Beitragvon Philippescu » 06.08.06 @ 11:43
«SonntagsZeitung» vom 6.8.2006, Seite 29
Rote Karten und rote Köpfe
Nach dem Sieg des FCZürich über die Young Boys verlor Trainer Lucien Favre die Beherrschung
VON BERNHARD BRUNNER
ZÜRICH Zugegeben: Schiedsrichter Jérôme Laperrière zog einen schwarzen Tag ein. Zugegeben, viele seiner Entscheide waren schwer nachzuvollziehen. Vor allem die, als er in der 66. Minute Zürichs Tihinen vom Feld stellte. Der Finne hatte Häberli wohl gefoult, nicht aber als letzter Mann. Vor zehn Jahren musste er in seiner Heimat ein erstes Mal vorzeitig vom Platz. Der Abwehrhüne schüttelte noch lange nach der Partie den Kopf und lächelte verständnislos, mochte nur ein Adjektiv sagen: «Unglaublich.» Immerhin blieb ihm eine Prise Schalk in den Augen.
FC Zürich - YB 3:1
Anderen nicht mehr. Trainer Favre verlor die Beherrschung und holte zum Rundschlag aus. Er wisse zwar aus dem Training, wie schwierig es sei, eine Partie zu leiten – «Ich könnte das nicht» –, was aber zu viel sei, sei zu viel. Zu viel war für Favre, dass der Schiedsrichter fünf Minuten vor Schluss nach einem Tackling Gohouris im Strafraum gegen Raffael nicht auf Elfmeter, nach Protesten seinerseits stattdessen entschied, den Zürcher Trainer hinter das Absperrgitter zu verbannen. Favre beurteilte den Platzverweis Tihinens «als Skandal », verstieg sich dann aber in eine Art Verschwörungstheorie.
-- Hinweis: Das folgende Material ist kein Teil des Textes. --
PR #395, opened 2018-05-01
Fix Typos

broxen:
- Entities has two `i`'s in it and the internet KNOWS
- Use `persistant_name` in NpcCreator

Der FCZ und insbesondere Raffael und Keita würden «kontinuierlich benachteiligt», gar das Wort Rassismus nahm er in den Mund, und Favre sprach von einem Video, das die Schiedsrichter über ihn angefertigt hätten, «sie warten nur darauf, mich auf die Tribüne zu schicken». Viele hätten «keine Ahnung vom Fussball ». Immerhin wäre Favre bereit, «ihnen in Bern alles zu erklären ». Er meinte das bitterernst. Dabei hätte es Favre nicht nötig gehabt, nach diesem Spiel zu lamentieren, in dem der FCZ seine momentane Vormachtstellung untermauerte. Gegen YB war sein Team in vielen Belangen überlegen. Die Technik war besser, ausgereifter, was zu Ballsicherheit führt, die Raumaufteilung war effizienter, und auch von der individuellen Qualität her bewegten sich die Zürcher auf einem höheren Niveau.
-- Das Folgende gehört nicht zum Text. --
PR #562, opened 2015-04-27
the rationals as an ordered field

avigad:
The good news: we have the rationals and a discrete linear ordered field.

The bad news: the migrate command at the end of the file rat/order.lean fails on my computer, so I commented it out. The error messages is: "excessive memory consumption detected at 'whnf' (potential solution: increase memory consumption thresold)". I don't know how to increase the memory threshold.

Von Bergen bediente Abdi nach nur zehn Minuten auf direktem Weg durch die Mitte (Wo nur hielten sich Gohouri und Milicevic auf?): 1:0 – der junge Mann aus dem Mittelfeld hatte zentral vor dem Tor alle Zeit der Welt. Fünf Minuten später tanzte Raffael im Strafraum Hodel und Gohouri aus und traf zum 2:0. Trainer Lucien Favre sprach von einem «sehr, sehr starken Beginn », lobte sein Team für eine «einwandfreie charakterliche Leistung». Es sei nicht einfach gewesen, nach dem Ausscheiden in der Champions-League-Qualifikation gegen Salzburg «wieder in die Meisterschaft zurückzufinden », meinte er.
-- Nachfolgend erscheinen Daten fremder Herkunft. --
Issue #297, opened 2014-11-05
universe polymorphic inductive structures


fpvandoorn:
When we write 

```
inductive nat : Type := zero, succ : nat -> nat
```

we get a `nat` which lives in `Type₁`. However, when we write

```
inductive nat2 : Type₊ := zero, succ : nat2 -> nat2
```

We get `nat2.{l_1} : Type.{succ l_1}`. This second definition looks more desirable: we don't have to lift our nat in Type₁ to higher types. In the file [trunc.lean](https://github.com/fpvandoorn/lean/blob/master/library/hott/trunc.lean#L42) the definition of homotopy-n-types only accepts `A : Type₁` which sounds like a restriction which could lead to problems later on. I _think_ this is caused by the fact that `path` lives in `Type₁`.

So my question: is it possible that whenever we write `inductive foo : Type := ...` Lean will try to create a universe polymorphic `foo` for all positive universe levels (which - I think - is always the desired behavior). If this is impossible / hard / low priority, is it an idea to replace all `inductive foo : Type := ...` by `inductive foo : Type₊ := ...` in the library, so that we still get the universe polymorphic inductive types?

leodemoura:
> So my question: is it possible that whenever we write inductive foo : Type := ... Lean will 
> try to create a  universe polymorphic foo for all positive universe levels (which - I think - 
> is always the desired behavior). 

It is possible. However, I think it would overwhelm the system with universe level parameters.
For example, suppose we define a record with 3 nats. If the user doesn't say anything, he would get three universe level parameters. I see the following workarounds:

1) Define a simpler version based on the polymorphic one: `nat1 := nat.{1}`.
Perhaps, we should call them `nat := poly_nat.{1}`. 

2) The user provides explicit universes when declaring the record.

```
record point3.{l} : Type.{l} :=
(x y z : nat.{l})
```

This one is really bad for novice users that probably don't even want to know that universes exist.

3) Have two `nat` types: polymorphic and non-polymorphic. I didn't check carefully, but the file `trunc.lean` doesn't seem to need a lot of constructions from the nat library.

fpvandoorn:
[...]

PR #589, opened 2015-05-07
fundamental group of the circle

fpvandoorn:
I proved that [`(base = base) ≃ ℤ`](https://github.com/fpvandoorn/lean/blob/master/hott/hit/circle.hlean#L223-224), i.e. almost the statement that the fundamental group of the circle is the integers (I'm missing that they are equal as groups). This also required porting some files about algebra, nat and int from the standard library, and proving some additional theorems about logic, which were used in the standard library, but didn't exist in the HoTT library yet. These files should probably be ported again after they are finalized in the standard library (after we have the simplifier), but I can do that, it's not much work.

I have extended the script `script/rename.pl` and made a modified version specifically for porting: `script/port.pl`. See documentation in those files for usage.

I also made some changes in the HoTT library to eliminate some difference with the standard library, such as renaming namespace `path_algebra` to `algebra` and using `▸` for transport, instead of `▹`.

Lastly, I changed the definition of `empty` to live in `Type.{0}` instead of having it universe polymorphic. This didn't require much changes, and even simplified one proof: https://github.com/leanprover/lean/commit/ab9056c5816115cca93950850eb34de5799723ce#diff-edf78a3ab02963f43d8d1a729e2dba77. I think we should do the same for `unit`, but I couldn't do that myself, because of some built-in function of numerals (I get an error at the definition of `pos_num`).


fpvandoorn:
I've made one more commit which fixes most of the tests. The tests which still fail are

```
        682 - leanhotttest_contra1.hlean (Failed)
        699 - leanhotttest_exfalso1.hlean (Failed)
```

The issue is that the `contradiction` and `exfalso` tactics use `empty` with a universe parameter.

To clarify a bit on the reason to make `empty : Type.{0}`: I had universe errors at various places after porting files. At many places I had to use `empty.{0}` instead of `empty` anyway, because otherwise definitions had an extra (nonsensical) universe parameters. It is also in line with what we said here: https://github.com/leanprover/lean/issues/297#issuecomment-94332053.

PS: Is there a way to just re-check the tests which failed before (to double check that you solved all errors in the failed tests)?

leodemoura:
> To clarify a bit on the reason to make empty : Type.{0}

I think this is a great change. I don't see any reason to make it universe polymorphic.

YB hatte erst gegen Ende das Spiels die guten Torchancen
YB bestand aus einzelnen Spielern, die nie zur Einheit fanden, aus einzelnen Rädchen, die nicht ineinander griffen. Selbst Trainer Gernot Rohr analysierte, dass der Gegner «überlegen» gewesen sei, «vielleicht hätte uns der 3:2 Anschlusstreffer ins Spiel zurückgebracht ». Vielleicht, aber Chancen hatten erst Häberli und Milicevic vier und drei Minuten vor dem Ende, als alles eigentlich schon zu spät war. So hatte Varela als Einziger getroffen – zum 2:1 nach 25 Minuten.
Und zuletzt fiel in der zweiten Halbzeit noch das 3:1, mittels Penalty, den YB-Goalie Marco Wölfli verschuldet hatte: Er verspekulierte sich nach einem Pass Abdis in die Tiefe, liess den Ball an sich vorbeigleiten und riss dann Keita vor dem Torschuss zu Boden riss und deswegen vom Feld verwiesen wurde. Cesar verwandelte den Penalty cool zum 3:1 – immerhin bei diesen Verdikten hatte Jérôme Laperrière richtig gelegen.